Last year, North Dakota's Republican-led legislature and governor signed into law what abortion rights advocates called the most restrictive law against abortion in the United States. The law, referred to as the fetal heartbeat law, called for the outlaw of abortions in which the fetus's heartbeat could be detected, limiting the deadline for abortions to as early as six weeks into the pregnancy. Today, a federal judge in North Dakota overturned the legislation, deeming the law "unconstitutional".
The law was first brought to court by the Red River Women's Clinic in Fargo, ND. The group believed that the purpose of the law was to push the abortion clinic out of business considering that nearly all abortions would have been outlawed under the legislation. If the legislation was allowed to stand, the closest abortion clinic to residents of North Dakota would have been some 250 miles away.

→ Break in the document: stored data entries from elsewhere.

Issue #785, opened 2025-04-02
tracked-structs: access to field whilst the value is being initialized


MichaReiser:
We see more spurious panics in the `read_lock` function of `TrackedStructs`:

```
panicked at /home/runner/.cargo/git/checkouts/salsa-e6f3bb7c2a062968/d758691/src/tracked_struct.rs:824:21:
access to field whilst the value is being initialized
```

I haven't been able to create a minimal reproduction yet. We see it both in our tests (where we heavily relly on incrementality for faster tests) and in the playground (IDE like environment)

This might be solved by https://github.com/salsa-rs/salsa/pull/741

PR #788, opened 2025-04-09
fix: Dereferencing freed memos when verifying provisional memos

MichaReiser:
Fixes https://github.com/salsa-rs/salsa/issues/785

The root cause of #785 is that Salsa tries to load the memo of a cycle head that is stored on a tracked struct that has been freed. 

The main problem is that we tried to verify `validate_provisional` even in cases where the query is from a past revision, in which case we can't trust any inputs to still exist (and be valid). 

The fix in this PR is to change the order in which `shallow_verify` and `validate_provisional` are called. This requires extracting the *mutating* bits out of `shallow_verify` because we only want to call those if the struct isn't provisional (at least, that's what we did before and I tried to preserve this behavior).

### DIFF
--- a/src/function/maybe_changed_after.rs
+++ b/src/function/maybe_changed_after.rs
@@ -60,10 +60,16 @@ where
 
             // Check if we have a verified version: this is the hot path.
             let memo_guard = self.get_memo_from_table_for(zalsa, id, memo_ingredient_index);
-            if let Some(memo) = memo_guard {
-                if self.validate_may_be_provisional(db, zalsa, database_key_index, memo)
-                    && self.shallow_verify_memo(db, zalsa, database_key_index, memo)
-                {
+            let Some(memo) = memo_guard else {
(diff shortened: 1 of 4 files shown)


src/function/maybe_changed_after.rs
```diff
@@ -433,14 +456,17 @@ where
                         );
 
                         if in_heads {
-                            // Iterate our dependency graph again, starting from the top. We clear the
-                            // cycle heads here because we are starting a fresh traversal. (It might be
-                            // logically clearer to create a new HashSet each time, but clearing the
-                            // existing one is more efficient.)
-                            cycle_heads.clear();
+                            if is_provisional {
+                                old_memo
```
MichaReiser, line 460: I don't think this is technically required because a later read will set the `finalize` flag but doing it here allows short-circuting in later reads (e.g. adding an `assert` here that `verified_final` is `true` panics.

PR #789, opened 2025-04-09
[fix] Use `validate_maybe_provisional` instead of `validate_provisional`

MichaReiser:
I accidentally changed the `validate_maybe_provisional` calls to `validate_provisional` in https://github.com/salsa-rs/salsa/pull/788. This is bad for performance because it prevents Salsa from short-circuiting if the memo is already finalized.


MichaReiser:
I confirmed on the Red Knot repo that this fixes the 3% incremental perf regression

PR #790, opened 2025-04-10
add WillIterateCycle event

carljm:
I would like to write tests asserting about cycles iterated and log cycles iterated as a metric. Add a `WillIterateCycle` event and fire it whenever a cycle head is about to iterate the cycle again. Update some cycle tests accordingly.

### DIFF
--- a/src/event.rs
+++ b/src/event.rs
@@ -59,6 +59,11 @@ pub enum EventKind {
         database_key: DatabaseKeyIndex,
     },
 
+    WillIterateCycle {
+        /// The database-key for the cycle head. Implements `Debug`.
+        database_key: DatabaseKeyIndex,
+    },
+
     /// Indicates that `unwind_if_cancelled` was called and salsa will check if
     /// the current revision has been cancelled.
     WillCheckCancellation,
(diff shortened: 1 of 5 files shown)


src/event.rs
```diff
@@ -59,6 +59,11 @@ pub enum EventKind {
         database_key: DatabaseKeyIndex,
     },
 
+    WillIterateCycle {
+        /// The database-key for the cycle head. Implements `Debug`.
+        database_key: DatabaseKeyIndex,
```
MichaReiser, line 64: Should we also include the iteration count? I think I'd find this useful to see in logs.

MichaReiser (approved):
I think that's not just useful for third-party tests but also for our own. We don't have good infrastructure to set up tracing in tests, which is why I mainly use the db events to debug test errors (with occasional println sprinkled in every now and there)

MichaReiser (approved):
I think that's not just useful for third-party tests but also for our own. We don't have good infrastructure to set up tracing in tests, which is why I mainly use the db events to debug test errors (with occasional println sprinkled in every now and there). In fact, I had to add multiple println expressions to verify that my test used the cycle head that I intended.

src/event.rs
carljm: Yes, good idea

PR #791, opened 2025-04-10
[refactor] Reuse the same stack for all cycles heads in `validate_same_iteration`

MichaReiser:
Retrieve the `QueryStack` once (including `zalsa_local`) instead of once for each cycle head

### DIFF
--- a/src/function/maybe_changed_after.rs
+++ b/src/function/maybe_changed_after.rs
@@ -293,18 +293,21 @@ where
             "{database_key_index:?}: validate_same_iteration(memo = {memo:#?})",
             memo = memo.tracing_debug()
         );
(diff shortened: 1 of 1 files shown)


MichaReiser:
Wow, that's unexpected. Maybe this is because we now avoid claiming the stack if there are no cycle heads?

carljm (approved):
Nice! That's odd because I thought I had tried this and seen no difference. But I didn't have the short-circuit if empty; maybe that is the difference? It doesn't quite make sense to me, because we should only enter this function for provisional memos, which mean they have cycle heads.

But anyway, the code looks fine, and certainly can't argue with the benchmark results!

davidbarsky:
Oh wow, this basically removes the (small, worthwhile!) performance penalty that #603 introduced.

PR #792, opened 2025-04-10
[refactor] Simplify `fetch_hot`

MichaReiser:
The basic promise of `fetch_hot` is to do the minimal amount of work for the common case and fall back to `fetch_cold` 
which repeats some of the checks for the rare cases where `fetch_hot` wasn't successful (because we failed to claim a guard, or a deep update is required).

This PR simplifies `fetch_hot` by moving the `same_iteration` check for cycle handling into `fetch_cold` (which has the advantage that `maybe_changed_after` also uses it). 
Moving the check wasn't as trivial as I hoped because it's important that we don't push the new query until after verifying if the memo is a provisional value from the same iteration. 

## Performance 
Codspeed reports a 2-3% perf improvement for most benchmarks.

There's a 1% perf improvement on Red Knot's incremental benchmarks https://codspeed.io/astral-sh/ruff/branches/micha%2Ftest-salsa-perf

### DIFF
--- a/src/function/fetch.rs
+++ b/src/function/fetch.rs
@@ -171,7 +171,7 @@ where
             ClaimResult::Claimed(guard) => guard,
         };
 
-        let mut active_query = LazyActiveQuery::new(database_key_index, db.zalsa_local());
+        let mut active_query = LazyActiveQueryGuard::new(database_key_index);
 
         // Now that we've claimed the item, check again to see if there's a "hot" value.
         let opt_old_memo = self.get_memo_from_table_for(zalsa, id, memo_ingredient_index);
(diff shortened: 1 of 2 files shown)


src/function/maybe_changed_after.rs
```diff
@@ -452,12 +456,10 @@ where
                             inputs,
                         );
 
-                        if is_provisional {
```
carljm, line 455: I guess it's cheaper to unconditionally update this, even when it's not necessary?

carljm (approved):
Looks good, thank you!

src/function/maybe_changed_after.rs
MichaReiser: I guess I could revert this now. I first split `deep_verify_memo` into two functions so that I didn't had access to `is_provisional` anymore. I'll revert to reduce the size of the change.

src/function/fetch.rs
```diff
@@ -192,8 +189,38 @@ where
...
+    pub(super) fn get(&mut self) -> &ActiveQueryGuard<'me> {
+        self.guard
+            .get_or_insert_with(|| self.zalsa_local.push_query(self.database_key_index, 0))
+    }
+
+    pub(super) fn into_inner(self) -> ActiveQueryGuard<'me> {
+        self.guard
+            .unwrap_or_else(|| self.zalsa_local.push_query(self.database_key_index, 0))
+    }
+}
```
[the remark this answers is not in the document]
MichaReiser: That's a good point and shouldn't be too annoying.

PR #793, opened 2025-04-11
[refactor] More `fetch_hot` simplification

MichaReiser:
Move the `validate_maybe_provisional` out of `fetch_hot` and only test if the memo is provisional (in which case we shouldn't mark the memo as updated). 
Rely on `fetch_cold` to lazily validate the memo. 

Codspeed thinks this is slightly better in some benchmarks (but the results change between runs). There's no meaningful change in Red Knot's benchmarks. I think it simplifies the logic a tiny bit. But I'm also okay not landing this change.

### DIFF
--- a/src/function/maybe_changed_after.rs
+++ b/src/function/maybe_changed_after.rs
@@ -67,7 +67,7 @@ where
 
             if let Some(shallow_update) = self.shallow_verify_memo(zalsa, database_key_index, memo)
             {
-                if self.validate_may_be_provisional(db, zalsa, database_key_index, memo) {
+                if !memo.may_be_provisional() {
                     self.update_shallow(db, zalsa, database_key_index, memo, shallow_update);
 
                     return if memo.revisions.changed_at > revision {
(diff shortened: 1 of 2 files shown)


src/function/maybe_changed_after.rs
```diff
@@ -252,7 +252,9 @@ where
     ) -> bool {
         // Wouldn't it be nice if rust had an implication operator ...
         // may_be_provisional -> validate_provisional
-        !memo.may_be_provisional() || self.validate_provisional(db, zalsa, database_key_index, memo)
+        !memo.may_be_provisional()
```
carljm, line 255: The doc comment for this method (above and unchanged in the PR, so I can't inline-comment on it directly) needs to be updated to mention the same-iteration caveat.

carljm (commented):
I agree this is nicer, since it means only `validate_may_be_provisional` has to know/care about `validate_same_iteration`

carljm (approved):

Issue #704, opened 2025-02-20
Panic with predictable value if there is no initial fn in cycle


nikomatsakis:
When there is a cycle with no initial value we currently panic with a string, but we should have a more recognizable value.

_Originally posted by @nikomatsakis in https://github.com/salsa-rs/salsa/pull/603#discussion_r1964188695_

Veykril:
Note that if we do this, we should not be panicking but unwinding with a such a value as to not print the now rather confusing `Box<dyn Any>` backtrace.

PR #796, opened 2025-04-16
Print query stack when encountering unexpected cycle

Veykril:
Example output
```
dependency graph cycle when validating impl_self_ty_shim(Id(4000)), set cycle_fn/cycle_initial to fixpoint iterate.
Query stack:
[
    infer_shim(Id(4400)),
    trait_solve_shim(Id(6800)),
    trait_impls_in_deps_shim(Id(1c00)),
    trait_impls_in_crate_shim(Id(1c00)),
    impl_trait_shim(Id(4000)),
    impl_trait_with_diagnostics_shim(Id(4000)),
    impl_self_ty_shim(Id(4000)),
    impl_self_ty_with_diagnostics_shim(Id(4000)),
]
```

### DIFF
--- a/src/active_query.rs
+++ b/src/active_query.rs
@@ -258,10 +258,25 @@ impl ActiveQuery {
     }
 }
 
-#[derive(Debug, Default)]
+#[derive(Default)]
 pub(crate) struct QueryStack {
     stack: Vec<ActiveQuery>,
     len: usize,
+}
+
+impl std::fmt::Debug for QueryStack {
+    fn fmt(&self, f: &mut std::fmt::Formatter<'_>) -> std::fmt::Result {
+        if f.alternate() {
+            f.debug_list()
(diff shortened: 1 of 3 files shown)


carljm (approved):
I think this is very useful, thank you!

Noting the potential overlap with https://github.com/salsa-rs/salsa/issues/704 -- @nikomatsakis felt that we should not panic with a string.

Personally I would find panicking with a non-string to be a major usability regression by default, because by default that shows up as just `Box<dyn Any>` in the panic message, unless you add extra code to your project to catch panics, pull out the value, and display it in a more useful way. And the use-case served by panicking with a non-string value (that you do want to catch panics and handle them in some way) is not a use case I've encountered so far.

But if we switch to panicking with a non-string value, presumably it should also include the query stack in some form.

carljm:
(Test failure here looks like the flaky failure from parallel_scope, which was already removed in another PR.)

PR #799, opened 2025-04-17
chore: Adjust `#[inline]` annotations

Veykril:
A lot of attached calls/definitions seem to hover around the default inlining limit making the codspeed reports difficult to interpret at times, generally these should benefit from being inlined either way as the "attached" code paths are quite hot.

Aside from those, this PR touches up on a lot of other call sites for instructing inlining behavior, as just changing the attached calls has a negative impact overall on the remainder of the inlining behaviors. These additional explicit annotations bring things back in line.

### DIFF
--- a/src/function/fetch.rs
+++ b/src/function/fetch.rs
@@ -3,7 +3,7 @@ use crate::function::{Configuration, IngredientImpl, VerifyResult};
 use crate::table::sync::ClaimResult;
 use crate::zalsa::{MemoIngredientIndex, Zalsa, ZalsaDatabase};
 use crate::zalsa_local::{ActiveQueryGuard, QueryRevisions, ZalsaLocal};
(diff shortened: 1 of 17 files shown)


src/function/fetch.rs
```diff
@@ -49,13 +49,7 @@ where
...
                 // thread completing fixpoint iteration of the cycle, and then we can re-query for
                 // our no-longer-provisional memo.
-                if !(memo.may_be_provisional()
-                    && memo.provisional_retry(
-                        db.as_dyn_database(),
-                        zalsa,
-                        self.database_key_index(id),
-                    ))
-                {
+                if !memo.provisional_retry(db, zalsa, self.database_key_index(id)) {
```
Veykril, line 52: `provisional_retry` itself already calls `may_be_provisional()`

Veykril:
I'll self-approve this, as this doesn't change behavior and hopefully makes CI benches more reliable.

PR #1828, opened 2022-10-24
Remove some redundant id parameters

niklasmohrin:
It is quite common that we have views that take an id for an evaluation
and a semester such that the evaluation must belong to the semester.
I believe that such requirements should be avoided, because we need to
check that they hold everywhere anyways (or fail to do so). The only
nice thing about this is that users can the /evaluation/foo suffix from
the url to get to the corresponding semester - but in a normal
interaction they can already do that using the breadcrumbs.

I noticed that we are actually missing on such check for the
textanswer-update view (and abused that ourselves in the tests). An evil
reviewer could change the review decision for a textanswer after the
evaluation is published (or similar). Consequently, I removed all other
parameters from urls containing textanswer ids.

### DIFF
--- a/evap/staff/views.py
+++ b/evap/staff/views.py
@@ -1527,7 +1527,7 @@ def evaluation_textanswers_skip(request):
     return HttpResponse()
 
 
-def check_textanswer_review_permissions(evaluation: Evaluation) -> None:
+def assert_textanswer_review_permissions(evaluation: Evaluation) -> None:
     if evaluation.state == Evaluation.State.PUBLISHED:
         raise PermissionDenied
     if evaluation.course.semester.results_are_archived:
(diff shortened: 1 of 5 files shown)


evap/staff/views.py
```diff
@@ -1527,22 +1527,26 @@ def evaluation_textanswers_skip(request):
...
 
 
-@require_POST
-@reviewer_required
-def evaluation_textanswers_update_publish(request):
-    answer = get_object_from_dict_pk_entry_or_logged_40x(TextAnswer, request.POST, "answer_id")
-    evaluation = get_object_from_dict_pk_entry_or_logged_40x(Evaluation, request.POST, "evaluation_id")
-    action = request.POST.get("action", None)
-
+def check_textanswer_review_permissions(evaluation: Evaluation) -> None:
```
He3lixxx, line 1530: what do you think about `assert_textanswer_review_permissions`?

He3lixxx (approved):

— Mother Jones (@MotherJones) February 3, 2014
U.S. District Judge Daniel Hovland submitted an injunction against the law after its passage, stating, "The State of North Dakota has presented no evidence to justify the passage of this troubling law. The State has extended an invitation to an expensive court battle over a law restricting abortions that is a blatant violation of the constitutional guarantees afforded to all women."
With his position stated a year prior to this particular court hearing, the defense knew their lot was already determined: "He fairly telegraphed it when he issued his preliminary injunction," stated Attorney General Wayne Stenehjem.
Judge Hovland based his decision on the standing precedent established by the 1973 Roe v. Wade case, writing in his 25-page decision that, "The United States Supreme Court has spoken and has unequivocally said no state may deprive a woman of the choice to terminate her pregnancy at a point prior to viability. The controversy over a woman's right to choose to have an abortion will never end. The issue is undoubtedly one of the most divisive of social issues. The United States Supreme Court will eventually weigh in on this emotionally-fraught issue but, until that occurs, this Court is obligated to uphold existing Supreme Court precedent."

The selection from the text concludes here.